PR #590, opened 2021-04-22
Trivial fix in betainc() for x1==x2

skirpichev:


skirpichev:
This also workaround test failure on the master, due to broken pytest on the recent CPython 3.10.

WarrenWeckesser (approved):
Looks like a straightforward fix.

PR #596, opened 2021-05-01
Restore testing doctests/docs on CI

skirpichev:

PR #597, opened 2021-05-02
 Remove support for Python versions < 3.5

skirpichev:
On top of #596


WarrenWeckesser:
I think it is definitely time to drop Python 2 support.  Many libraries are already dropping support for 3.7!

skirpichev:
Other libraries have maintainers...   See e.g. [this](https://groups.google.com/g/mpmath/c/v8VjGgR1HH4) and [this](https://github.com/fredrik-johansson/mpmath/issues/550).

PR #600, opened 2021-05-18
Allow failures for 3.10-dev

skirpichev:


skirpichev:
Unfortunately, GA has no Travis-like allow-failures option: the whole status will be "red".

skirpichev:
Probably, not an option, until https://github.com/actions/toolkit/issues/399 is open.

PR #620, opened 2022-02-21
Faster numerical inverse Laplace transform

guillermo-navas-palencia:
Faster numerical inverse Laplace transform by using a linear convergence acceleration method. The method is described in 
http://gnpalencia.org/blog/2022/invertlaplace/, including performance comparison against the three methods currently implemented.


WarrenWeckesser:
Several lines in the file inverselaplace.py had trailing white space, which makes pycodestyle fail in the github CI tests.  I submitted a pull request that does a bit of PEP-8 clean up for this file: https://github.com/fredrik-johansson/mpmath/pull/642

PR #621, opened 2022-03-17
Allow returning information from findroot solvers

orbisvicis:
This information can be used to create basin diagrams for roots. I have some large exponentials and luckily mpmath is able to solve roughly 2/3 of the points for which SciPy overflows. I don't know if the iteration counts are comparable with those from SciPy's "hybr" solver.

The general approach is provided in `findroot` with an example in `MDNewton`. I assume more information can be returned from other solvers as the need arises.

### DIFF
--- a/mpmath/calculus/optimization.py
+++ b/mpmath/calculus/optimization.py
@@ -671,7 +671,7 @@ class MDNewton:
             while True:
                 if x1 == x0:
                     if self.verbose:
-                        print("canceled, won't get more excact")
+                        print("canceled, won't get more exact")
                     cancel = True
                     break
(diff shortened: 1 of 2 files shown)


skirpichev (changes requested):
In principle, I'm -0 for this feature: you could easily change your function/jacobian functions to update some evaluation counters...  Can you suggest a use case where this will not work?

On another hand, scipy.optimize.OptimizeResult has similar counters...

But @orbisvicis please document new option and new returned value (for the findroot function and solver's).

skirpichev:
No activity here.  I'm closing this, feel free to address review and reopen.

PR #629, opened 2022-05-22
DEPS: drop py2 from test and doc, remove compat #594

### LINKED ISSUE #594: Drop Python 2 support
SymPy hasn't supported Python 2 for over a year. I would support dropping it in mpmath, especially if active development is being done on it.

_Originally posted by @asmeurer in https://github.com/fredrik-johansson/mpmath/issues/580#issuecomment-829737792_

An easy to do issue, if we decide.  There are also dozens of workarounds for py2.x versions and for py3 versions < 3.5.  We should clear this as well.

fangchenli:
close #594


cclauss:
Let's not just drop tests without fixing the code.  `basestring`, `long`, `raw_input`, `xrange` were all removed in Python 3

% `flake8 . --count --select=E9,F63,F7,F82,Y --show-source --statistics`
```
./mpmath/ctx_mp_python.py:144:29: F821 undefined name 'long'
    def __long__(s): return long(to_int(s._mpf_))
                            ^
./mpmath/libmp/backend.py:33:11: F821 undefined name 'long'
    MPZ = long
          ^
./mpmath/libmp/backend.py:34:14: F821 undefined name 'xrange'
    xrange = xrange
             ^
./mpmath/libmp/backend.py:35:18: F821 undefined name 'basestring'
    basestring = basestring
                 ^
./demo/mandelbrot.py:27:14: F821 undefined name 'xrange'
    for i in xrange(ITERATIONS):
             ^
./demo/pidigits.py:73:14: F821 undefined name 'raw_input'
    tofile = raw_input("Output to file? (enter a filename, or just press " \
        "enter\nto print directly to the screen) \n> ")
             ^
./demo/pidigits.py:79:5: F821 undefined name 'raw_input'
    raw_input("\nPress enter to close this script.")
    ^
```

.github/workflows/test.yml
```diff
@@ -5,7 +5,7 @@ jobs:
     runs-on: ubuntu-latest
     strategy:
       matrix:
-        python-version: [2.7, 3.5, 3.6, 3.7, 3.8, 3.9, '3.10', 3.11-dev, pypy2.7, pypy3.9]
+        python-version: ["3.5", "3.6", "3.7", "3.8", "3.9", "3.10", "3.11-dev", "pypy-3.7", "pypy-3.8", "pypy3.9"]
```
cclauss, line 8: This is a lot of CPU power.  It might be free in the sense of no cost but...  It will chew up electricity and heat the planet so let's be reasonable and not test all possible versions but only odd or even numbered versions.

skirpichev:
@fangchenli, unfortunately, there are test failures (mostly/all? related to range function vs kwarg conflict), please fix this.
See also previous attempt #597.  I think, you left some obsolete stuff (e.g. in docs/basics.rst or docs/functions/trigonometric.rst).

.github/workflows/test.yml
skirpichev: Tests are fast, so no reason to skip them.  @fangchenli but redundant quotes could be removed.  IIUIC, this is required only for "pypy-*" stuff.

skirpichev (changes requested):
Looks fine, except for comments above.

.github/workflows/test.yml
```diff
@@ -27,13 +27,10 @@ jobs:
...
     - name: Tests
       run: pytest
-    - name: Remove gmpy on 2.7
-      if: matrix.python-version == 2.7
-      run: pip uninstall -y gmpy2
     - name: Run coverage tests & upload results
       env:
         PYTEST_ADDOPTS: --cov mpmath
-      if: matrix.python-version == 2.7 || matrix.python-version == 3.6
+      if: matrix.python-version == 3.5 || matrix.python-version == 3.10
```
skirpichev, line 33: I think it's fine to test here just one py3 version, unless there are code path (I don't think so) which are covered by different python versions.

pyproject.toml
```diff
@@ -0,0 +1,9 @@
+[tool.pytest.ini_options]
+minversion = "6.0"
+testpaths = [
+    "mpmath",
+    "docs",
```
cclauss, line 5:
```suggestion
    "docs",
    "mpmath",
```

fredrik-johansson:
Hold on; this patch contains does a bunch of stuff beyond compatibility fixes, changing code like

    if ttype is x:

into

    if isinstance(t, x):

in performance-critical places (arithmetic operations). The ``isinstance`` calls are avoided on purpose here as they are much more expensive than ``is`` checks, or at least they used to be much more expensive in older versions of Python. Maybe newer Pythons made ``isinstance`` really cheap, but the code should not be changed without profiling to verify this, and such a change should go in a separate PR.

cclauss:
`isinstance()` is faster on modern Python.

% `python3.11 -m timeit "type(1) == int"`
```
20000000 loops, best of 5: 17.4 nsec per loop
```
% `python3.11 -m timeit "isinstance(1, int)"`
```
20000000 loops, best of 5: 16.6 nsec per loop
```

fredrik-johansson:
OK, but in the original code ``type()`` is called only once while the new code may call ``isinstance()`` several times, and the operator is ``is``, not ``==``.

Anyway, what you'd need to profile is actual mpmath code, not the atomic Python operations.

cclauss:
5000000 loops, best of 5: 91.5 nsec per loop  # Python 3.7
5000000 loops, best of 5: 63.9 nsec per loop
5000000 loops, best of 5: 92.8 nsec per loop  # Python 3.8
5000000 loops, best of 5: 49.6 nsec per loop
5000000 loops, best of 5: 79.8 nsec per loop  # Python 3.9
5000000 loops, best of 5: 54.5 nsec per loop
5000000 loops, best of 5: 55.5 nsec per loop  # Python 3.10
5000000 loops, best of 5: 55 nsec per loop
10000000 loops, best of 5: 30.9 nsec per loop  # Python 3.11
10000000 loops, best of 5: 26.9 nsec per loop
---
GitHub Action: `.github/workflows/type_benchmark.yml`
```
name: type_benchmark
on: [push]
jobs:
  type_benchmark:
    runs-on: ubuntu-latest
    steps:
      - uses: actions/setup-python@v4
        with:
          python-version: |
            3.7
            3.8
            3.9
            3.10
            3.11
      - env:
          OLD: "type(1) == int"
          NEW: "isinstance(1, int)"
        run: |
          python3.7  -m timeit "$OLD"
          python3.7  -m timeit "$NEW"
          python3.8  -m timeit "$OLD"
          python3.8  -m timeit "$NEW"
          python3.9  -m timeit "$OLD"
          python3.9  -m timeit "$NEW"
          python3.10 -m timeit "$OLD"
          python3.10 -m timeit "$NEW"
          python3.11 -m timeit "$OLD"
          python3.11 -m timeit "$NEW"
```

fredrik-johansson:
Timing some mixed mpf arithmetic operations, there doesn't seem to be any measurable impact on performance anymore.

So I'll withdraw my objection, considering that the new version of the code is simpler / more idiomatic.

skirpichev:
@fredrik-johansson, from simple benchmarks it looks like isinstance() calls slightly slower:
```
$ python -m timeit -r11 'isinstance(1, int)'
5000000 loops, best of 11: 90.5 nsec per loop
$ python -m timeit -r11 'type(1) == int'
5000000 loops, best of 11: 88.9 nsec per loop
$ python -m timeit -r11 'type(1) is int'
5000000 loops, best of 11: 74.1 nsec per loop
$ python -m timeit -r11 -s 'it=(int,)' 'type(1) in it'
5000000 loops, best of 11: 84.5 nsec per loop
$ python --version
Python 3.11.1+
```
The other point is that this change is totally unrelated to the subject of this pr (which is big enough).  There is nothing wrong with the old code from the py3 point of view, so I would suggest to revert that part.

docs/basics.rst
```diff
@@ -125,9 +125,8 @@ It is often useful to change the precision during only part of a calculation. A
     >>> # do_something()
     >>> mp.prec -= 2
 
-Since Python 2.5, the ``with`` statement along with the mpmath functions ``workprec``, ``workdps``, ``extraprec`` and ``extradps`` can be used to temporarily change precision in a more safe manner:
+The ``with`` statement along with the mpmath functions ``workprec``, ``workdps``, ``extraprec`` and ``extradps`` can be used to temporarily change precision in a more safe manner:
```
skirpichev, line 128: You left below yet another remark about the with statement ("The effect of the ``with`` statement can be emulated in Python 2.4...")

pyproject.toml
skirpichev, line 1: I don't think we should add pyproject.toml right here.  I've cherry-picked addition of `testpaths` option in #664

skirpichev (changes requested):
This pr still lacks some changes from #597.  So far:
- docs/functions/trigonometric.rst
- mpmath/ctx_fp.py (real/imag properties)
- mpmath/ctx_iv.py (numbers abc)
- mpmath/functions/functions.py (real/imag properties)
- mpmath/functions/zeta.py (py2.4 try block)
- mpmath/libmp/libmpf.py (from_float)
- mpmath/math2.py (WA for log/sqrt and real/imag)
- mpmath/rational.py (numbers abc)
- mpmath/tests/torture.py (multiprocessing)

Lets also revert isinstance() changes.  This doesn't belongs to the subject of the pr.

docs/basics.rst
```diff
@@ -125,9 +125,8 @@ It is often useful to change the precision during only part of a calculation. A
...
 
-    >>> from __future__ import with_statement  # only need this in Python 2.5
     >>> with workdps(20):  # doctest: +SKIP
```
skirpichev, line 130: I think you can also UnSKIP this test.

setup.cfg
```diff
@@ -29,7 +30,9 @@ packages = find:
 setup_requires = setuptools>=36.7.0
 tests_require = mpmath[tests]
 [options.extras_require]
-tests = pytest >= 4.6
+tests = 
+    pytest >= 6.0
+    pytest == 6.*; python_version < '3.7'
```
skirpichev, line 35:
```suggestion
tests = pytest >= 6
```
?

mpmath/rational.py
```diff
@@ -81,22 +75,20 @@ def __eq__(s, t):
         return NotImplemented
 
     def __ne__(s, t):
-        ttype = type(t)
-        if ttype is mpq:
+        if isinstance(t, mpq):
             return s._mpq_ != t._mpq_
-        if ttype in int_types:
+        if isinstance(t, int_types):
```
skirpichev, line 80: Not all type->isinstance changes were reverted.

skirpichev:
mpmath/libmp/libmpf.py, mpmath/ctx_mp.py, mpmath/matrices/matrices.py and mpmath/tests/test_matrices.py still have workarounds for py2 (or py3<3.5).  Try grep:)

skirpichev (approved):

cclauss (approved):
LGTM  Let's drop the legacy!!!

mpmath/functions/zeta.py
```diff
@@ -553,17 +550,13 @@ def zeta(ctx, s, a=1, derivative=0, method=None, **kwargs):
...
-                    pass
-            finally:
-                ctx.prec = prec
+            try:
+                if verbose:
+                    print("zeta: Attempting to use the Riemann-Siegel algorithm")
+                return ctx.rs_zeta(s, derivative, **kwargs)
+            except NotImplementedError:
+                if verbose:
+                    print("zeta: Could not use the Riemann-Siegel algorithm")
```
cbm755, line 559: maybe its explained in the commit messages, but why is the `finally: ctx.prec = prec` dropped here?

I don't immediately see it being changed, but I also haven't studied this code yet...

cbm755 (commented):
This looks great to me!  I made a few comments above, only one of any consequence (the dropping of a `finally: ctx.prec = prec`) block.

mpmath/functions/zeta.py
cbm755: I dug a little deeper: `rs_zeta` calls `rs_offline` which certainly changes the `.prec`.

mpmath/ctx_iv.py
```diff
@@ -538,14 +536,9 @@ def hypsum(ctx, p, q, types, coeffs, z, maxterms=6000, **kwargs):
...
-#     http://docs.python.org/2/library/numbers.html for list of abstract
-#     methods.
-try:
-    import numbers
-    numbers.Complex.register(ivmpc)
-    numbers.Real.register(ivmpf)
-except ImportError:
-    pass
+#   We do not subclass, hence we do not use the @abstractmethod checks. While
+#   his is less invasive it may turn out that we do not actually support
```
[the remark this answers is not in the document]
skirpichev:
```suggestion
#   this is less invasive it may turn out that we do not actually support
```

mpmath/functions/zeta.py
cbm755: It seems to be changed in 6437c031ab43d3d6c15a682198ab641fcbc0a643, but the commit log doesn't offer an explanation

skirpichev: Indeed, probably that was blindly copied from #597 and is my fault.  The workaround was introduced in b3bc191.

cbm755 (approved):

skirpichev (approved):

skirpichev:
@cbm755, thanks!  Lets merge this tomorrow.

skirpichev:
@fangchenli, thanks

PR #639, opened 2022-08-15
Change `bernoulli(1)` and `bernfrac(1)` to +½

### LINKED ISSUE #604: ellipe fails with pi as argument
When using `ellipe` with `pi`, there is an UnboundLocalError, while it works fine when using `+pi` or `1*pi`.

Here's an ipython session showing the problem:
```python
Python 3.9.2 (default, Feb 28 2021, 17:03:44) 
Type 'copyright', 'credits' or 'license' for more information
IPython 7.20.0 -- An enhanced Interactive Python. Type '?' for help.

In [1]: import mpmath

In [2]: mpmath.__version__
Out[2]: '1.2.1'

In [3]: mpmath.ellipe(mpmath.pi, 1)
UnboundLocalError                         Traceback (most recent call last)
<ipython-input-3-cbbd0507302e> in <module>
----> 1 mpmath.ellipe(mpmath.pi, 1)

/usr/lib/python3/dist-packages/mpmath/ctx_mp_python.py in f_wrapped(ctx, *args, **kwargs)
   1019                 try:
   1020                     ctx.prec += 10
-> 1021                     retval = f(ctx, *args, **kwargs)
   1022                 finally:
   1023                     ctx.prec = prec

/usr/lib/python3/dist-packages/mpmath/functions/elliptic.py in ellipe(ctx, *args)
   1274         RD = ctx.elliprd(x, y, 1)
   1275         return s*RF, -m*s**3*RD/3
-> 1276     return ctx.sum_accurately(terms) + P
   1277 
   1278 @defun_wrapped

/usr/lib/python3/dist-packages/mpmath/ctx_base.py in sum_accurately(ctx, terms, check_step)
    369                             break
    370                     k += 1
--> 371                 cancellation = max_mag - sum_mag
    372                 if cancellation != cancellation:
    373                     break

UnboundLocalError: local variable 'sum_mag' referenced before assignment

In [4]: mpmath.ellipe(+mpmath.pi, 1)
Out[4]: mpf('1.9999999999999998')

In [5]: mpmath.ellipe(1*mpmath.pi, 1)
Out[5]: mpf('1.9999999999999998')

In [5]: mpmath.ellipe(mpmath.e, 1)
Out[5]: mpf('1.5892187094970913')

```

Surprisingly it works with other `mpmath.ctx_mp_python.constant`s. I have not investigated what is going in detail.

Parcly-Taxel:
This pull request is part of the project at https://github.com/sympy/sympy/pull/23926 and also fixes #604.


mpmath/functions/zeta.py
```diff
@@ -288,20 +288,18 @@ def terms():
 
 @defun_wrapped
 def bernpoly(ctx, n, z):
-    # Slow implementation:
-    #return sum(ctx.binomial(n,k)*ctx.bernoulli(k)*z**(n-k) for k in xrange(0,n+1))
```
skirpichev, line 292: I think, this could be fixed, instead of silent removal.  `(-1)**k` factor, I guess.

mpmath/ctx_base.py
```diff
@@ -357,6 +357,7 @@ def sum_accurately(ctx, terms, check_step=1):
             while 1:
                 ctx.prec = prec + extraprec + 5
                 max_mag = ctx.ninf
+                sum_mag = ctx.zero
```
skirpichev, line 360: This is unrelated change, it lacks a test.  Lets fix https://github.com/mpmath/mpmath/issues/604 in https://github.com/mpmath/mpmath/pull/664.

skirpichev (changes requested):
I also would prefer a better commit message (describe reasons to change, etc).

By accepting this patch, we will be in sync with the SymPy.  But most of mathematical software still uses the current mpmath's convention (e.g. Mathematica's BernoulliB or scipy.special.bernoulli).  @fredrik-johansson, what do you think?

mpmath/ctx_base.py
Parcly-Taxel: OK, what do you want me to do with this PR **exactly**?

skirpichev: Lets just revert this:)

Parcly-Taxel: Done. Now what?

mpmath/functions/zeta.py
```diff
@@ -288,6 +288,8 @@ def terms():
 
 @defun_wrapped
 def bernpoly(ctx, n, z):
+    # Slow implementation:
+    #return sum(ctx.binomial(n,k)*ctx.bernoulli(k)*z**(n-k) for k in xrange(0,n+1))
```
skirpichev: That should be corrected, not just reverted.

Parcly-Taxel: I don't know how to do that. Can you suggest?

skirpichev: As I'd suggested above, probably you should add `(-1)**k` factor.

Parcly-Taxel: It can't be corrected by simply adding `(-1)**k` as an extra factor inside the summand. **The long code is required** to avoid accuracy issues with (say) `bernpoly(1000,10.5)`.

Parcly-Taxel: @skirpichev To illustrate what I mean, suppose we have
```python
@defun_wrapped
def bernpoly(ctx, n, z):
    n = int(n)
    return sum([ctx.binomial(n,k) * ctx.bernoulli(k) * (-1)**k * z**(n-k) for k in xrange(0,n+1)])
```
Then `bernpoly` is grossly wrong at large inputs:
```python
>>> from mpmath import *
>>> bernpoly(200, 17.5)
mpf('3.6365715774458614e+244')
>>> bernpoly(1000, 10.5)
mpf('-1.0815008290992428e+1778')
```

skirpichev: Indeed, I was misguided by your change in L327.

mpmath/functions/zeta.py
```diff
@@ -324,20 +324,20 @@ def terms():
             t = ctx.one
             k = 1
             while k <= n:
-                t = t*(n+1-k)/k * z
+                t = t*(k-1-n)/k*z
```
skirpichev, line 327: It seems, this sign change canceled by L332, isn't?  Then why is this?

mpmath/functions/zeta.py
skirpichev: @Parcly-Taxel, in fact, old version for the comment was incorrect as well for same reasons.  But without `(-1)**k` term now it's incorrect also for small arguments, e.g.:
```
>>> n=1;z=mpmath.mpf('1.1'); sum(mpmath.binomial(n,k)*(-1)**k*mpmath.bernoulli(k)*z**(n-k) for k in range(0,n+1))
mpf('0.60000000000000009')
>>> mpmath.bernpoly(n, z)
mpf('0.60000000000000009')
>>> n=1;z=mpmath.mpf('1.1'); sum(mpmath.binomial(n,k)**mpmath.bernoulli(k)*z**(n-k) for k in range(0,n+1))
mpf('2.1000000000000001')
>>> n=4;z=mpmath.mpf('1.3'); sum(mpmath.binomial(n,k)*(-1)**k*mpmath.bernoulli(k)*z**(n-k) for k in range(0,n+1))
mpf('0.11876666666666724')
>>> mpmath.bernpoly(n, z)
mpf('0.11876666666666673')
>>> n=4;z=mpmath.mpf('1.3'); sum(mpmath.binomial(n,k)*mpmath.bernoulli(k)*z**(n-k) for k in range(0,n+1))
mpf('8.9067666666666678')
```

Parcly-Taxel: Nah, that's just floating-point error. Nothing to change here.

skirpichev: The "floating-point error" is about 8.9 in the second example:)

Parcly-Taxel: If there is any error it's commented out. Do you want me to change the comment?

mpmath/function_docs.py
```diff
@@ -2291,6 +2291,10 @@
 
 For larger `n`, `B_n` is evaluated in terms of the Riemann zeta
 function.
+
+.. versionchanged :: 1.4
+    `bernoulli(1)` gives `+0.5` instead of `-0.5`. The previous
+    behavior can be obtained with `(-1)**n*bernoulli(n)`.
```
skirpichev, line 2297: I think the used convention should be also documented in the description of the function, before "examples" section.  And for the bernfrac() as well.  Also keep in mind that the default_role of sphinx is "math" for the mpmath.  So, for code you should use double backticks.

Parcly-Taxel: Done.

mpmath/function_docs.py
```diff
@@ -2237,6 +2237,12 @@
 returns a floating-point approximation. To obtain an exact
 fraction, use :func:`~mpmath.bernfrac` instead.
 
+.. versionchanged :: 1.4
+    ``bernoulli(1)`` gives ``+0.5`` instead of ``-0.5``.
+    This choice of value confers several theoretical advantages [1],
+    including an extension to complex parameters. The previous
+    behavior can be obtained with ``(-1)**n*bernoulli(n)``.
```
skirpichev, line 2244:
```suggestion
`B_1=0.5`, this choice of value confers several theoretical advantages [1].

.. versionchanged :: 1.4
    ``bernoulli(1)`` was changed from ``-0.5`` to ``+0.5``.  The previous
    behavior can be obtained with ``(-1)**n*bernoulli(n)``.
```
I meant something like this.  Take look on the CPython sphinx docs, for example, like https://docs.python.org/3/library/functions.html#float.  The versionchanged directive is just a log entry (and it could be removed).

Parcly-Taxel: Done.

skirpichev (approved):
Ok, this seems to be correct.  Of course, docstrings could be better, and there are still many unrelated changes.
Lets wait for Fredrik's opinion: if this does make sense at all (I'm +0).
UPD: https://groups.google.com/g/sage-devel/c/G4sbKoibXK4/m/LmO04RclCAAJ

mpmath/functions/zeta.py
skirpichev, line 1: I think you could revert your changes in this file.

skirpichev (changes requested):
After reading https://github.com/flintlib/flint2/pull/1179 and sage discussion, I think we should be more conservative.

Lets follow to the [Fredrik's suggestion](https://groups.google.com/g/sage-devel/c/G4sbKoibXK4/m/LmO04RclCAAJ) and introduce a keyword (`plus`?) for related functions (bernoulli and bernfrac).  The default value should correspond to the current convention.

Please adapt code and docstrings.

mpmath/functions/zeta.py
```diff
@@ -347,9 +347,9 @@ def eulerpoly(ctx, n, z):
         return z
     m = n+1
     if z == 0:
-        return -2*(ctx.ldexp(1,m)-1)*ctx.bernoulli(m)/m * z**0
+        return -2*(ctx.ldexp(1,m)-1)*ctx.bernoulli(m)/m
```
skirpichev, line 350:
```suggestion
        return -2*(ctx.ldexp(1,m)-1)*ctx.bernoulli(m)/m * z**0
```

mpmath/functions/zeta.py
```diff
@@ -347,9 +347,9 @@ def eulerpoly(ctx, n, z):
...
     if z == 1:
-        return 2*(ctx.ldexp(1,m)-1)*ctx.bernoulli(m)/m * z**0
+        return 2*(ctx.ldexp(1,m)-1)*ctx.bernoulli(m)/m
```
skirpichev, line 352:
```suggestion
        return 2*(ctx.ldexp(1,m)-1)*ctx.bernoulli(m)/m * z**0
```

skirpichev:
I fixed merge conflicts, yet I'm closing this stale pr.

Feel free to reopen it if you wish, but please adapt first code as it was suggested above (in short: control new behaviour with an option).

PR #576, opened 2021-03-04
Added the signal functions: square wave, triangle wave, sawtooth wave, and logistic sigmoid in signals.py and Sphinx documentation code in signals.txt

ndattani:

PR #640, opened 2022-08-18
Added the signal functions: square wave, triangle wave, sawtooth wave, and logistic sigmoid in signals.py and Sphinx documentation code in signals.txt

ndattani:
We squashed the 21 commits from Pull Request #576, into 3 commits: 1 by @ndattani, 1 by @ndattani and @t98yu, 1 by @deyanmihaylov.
-*-*-
Exercise objective
Every line of the listing that includes "reasons" must be shown.

Output below
I also would prefer a better commit message (describe reasons to change, etc).
skirpichev: @Parcly-Taxel, in fact, old version for the comment was incorrect as well for same reasons.  But without `(-1)**k` term now it's incorrect also for small arguments, e.g.:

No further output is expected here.